Department of Pharmacy, Children's Hospital of Soochow University, Suzhou 215000, China.
Department of Pharmacy, Children's Hospital of Soochow University, Suzhou 215000, China; Kangda College of Nanjing Medical University, Nanjing 210000, China.
Neuroscience. 2021 Jun 15;465:85-94. doi: 10.1016/j.neuroscience.2021.04.010. Epub 2021 Apr 22.

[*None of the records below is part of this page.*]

PR #162, opened 2021-06-11
test: @W-9323615@ near-membrane-base/src/environment.ts to 100% coverage

rwaldron:
Before: 
image

After: 
image

### DIFF
--- a/packages/near-membrane-base/src/__tests__/environment.spec.ts
+++ b/packages/near-membrane-base/src/__tests__/environment.spec.ts
@@ -1,0 +1,149 @@
+import { VirtualEnvironment } from '../environment';
+
+describe('VirtualEnvironment', () => {
+    afterEach(() => {
+        jest.resetAllMocks();
+    });
+
+    it('throws when options bag is missing', () => {
+        expect.assertions(1);
+        expect(() => {
+            // @ts-ignore
+            // eslint-disable-next-line no-new
+            new VirtualEnvironment();
+        }).toThrow(/Missing VirtualEnvironmentOptions options bag/);
+    });
+    describe('VirtualEnvironment.prototype.remap', () => {
+        it('Skips index-like properties', () => {
+            expect.assertions(1);
+
+            const ve = new VirtualEnvironment({
+                blueGlobalThis: globalThis,
+                redGlobalThis: globalThis,
+                distortionCallback(v) {
+                    return v;
+                },
+            });
+
+            const redValue = {};
+            const blueValue = {};
+            const blueDescriptors = {
+                0: {
+                    value: 1,
+                },
+            };
+
+            ve.remap(redValue, blueValue, blueDescriptors);
+
+            expect(Object.getOwnPropertyNames(redValue).length).toBe(0);
+        });
+        it('Skips untamable properties, ie. descriptor is not configurable', () => {
+            expect.assertions(2);
+
+            console.warn = jest.fn();
+
+            const ve = new VirtualEnvironment({
+                blueGlobalThis: globalThis,
+                redGlobalThis: globalThis,
+                distortionCallback(v) {
+                    return v;
+                },
+            });
+
+            const redValue = {} as any;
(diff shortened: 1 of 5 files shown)


packages/near-membrane-base/src/__tests__/environment.spec.ts
```diff
@@ -0,0 +1,149 @@
...
+describe('VirtualEnvironment', () => {
+    afterEach(() => {
+        jest.resetAllMocks();
+    });
+
+    it('throws when options bag is missing', () => {
+        expect.assertions(1);
+        expect(() => {
+            // @ts-ignore
+            // eslint-disable-next-line no-new
```
jdalton, line 12: I wonder why we have a `no-new` lint rule. Is it to use `ReflectConstruct`? 🤷

packages/near-membrane-base/src/__tests__/environment.spec.ts
```diff
@@ -0,0 +1,149 @@
...
+            new VirtualEnvironment();
+        }).toThrow();
```
jdalton, line 14: Do we care about what type of error is thrown?

packages/near-membrane-base/src/__tests__/environment.spec.ts
```diff
@@ -0,0 +1,149 @@
...
+    });
+    describe('VirtualEnvironment.prototype.remap', () => {
+        it('Skips index-like properties', () => {
+            expect.assertions(1);
+
+            const ve = new VirtualEnvironment({
+                blueGlobalThis: globalThis,
+                redGlobalThis: globalThis,
```
jdalton, line 22: The case of blue and red global this being the same global is one we haven't tested. Any way to not do this?

packages/near-membrane-base/src/__tests__/environment.spec.ts
rwaldron: I'm not sure TBH! The rule prevents you from writing `new VirtualEnvironment();` without using the instance for anything, but clearly there is valid cases for doing that 🤷

packages/near-membrane-base/src/__tests__/environment.spec.ts
rwaldron: The type is just `Error`, but we could assert something about the message, ie. `}).toThrow(/Missing VirtualEnvironmentOptions options bag/);`

packages/near-membrane-base/src/__tests__/environment.spec.ts
rwaldron: In this case, it's not really important since what we're really after is the behavior of `.remap(...)`, which provide some testable objects to operate on. This mechanism is purely here to get us a `VirtualEnvironment` instance.

packages/near-membrane-base/src/__tests__/environment.spec.ts
rwaldron: Fixed!

jdalton: Ah ok. Ya that it contains the VirtualEnvironmentOption keyword would narrow it down without getting too caught up on wording (which changes from time to time).

packages/near-membrane-base/src/__tests__/environment.spec.ts
jdalton: right but remapping from blue-to-red is odd if both are the same.

rwaldron: I'm sure that's very odd, but `blueGlobalThis` isn't actually used in the `VirtualEnvironment` constructor (it's not immediately clear to me why it's needed at all, but that's another question for another day). I'm just defining it here because TS demands that I do so. It's also not used in `remap` either 🤷

jdalton (approved):

rwaldron:
Thanks @jdalton!

caridy:
💯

Autism spectrum disorder (ASD) is a widespread, complex and serious neurodevelopmental disorder. Complex genetic and environmental factors are thought to contribute to the development of ASD. Genome-wide association analysis has identified multiple autism-related genes. Mutation of the phosphatase and tensin homolog (Pten) is closely related to autism and accounts for 5-17% of cases of autism. However, the detailed mechanism is still unclear. Recently, mitochondrial dysfunction was tightly associated with ASD pathogenesis, such as developmental degeneration, learning and various behavioral disorders. The mitochondrial DNA (mtDNA) copy number in children with autism is also significantly increased. The correlation between Pten and mitochondrial dysfunction in autism is still unknown. In this study, we examined how Pten regulates mitochondrial biogenesis through the AKT/GSK-3β/PGC-1α signaling pathways. We found that PTEN could dephosphorylate AKT to inhibit its activity, leading to decreased GSK3β phosphorylation. This decrease in GSK3β phosphorylation, which could activate itself, increased PGC-1α phosphorylation to promote its degradation and then regulated mitochondrial biogenesis by NRF-1 and TFAM downstream of PGC-1α. In the Valproic acid (VPA) induced autism mouse model, the PTEN protein level was significantly decreased while PGC-1α and COX IV levels were increased in the hippocampus and cortex. Our data suggest that there is a correlation between PTEN and mitochondrial dysfunction and this correlation may be a potential mechanism of ASD.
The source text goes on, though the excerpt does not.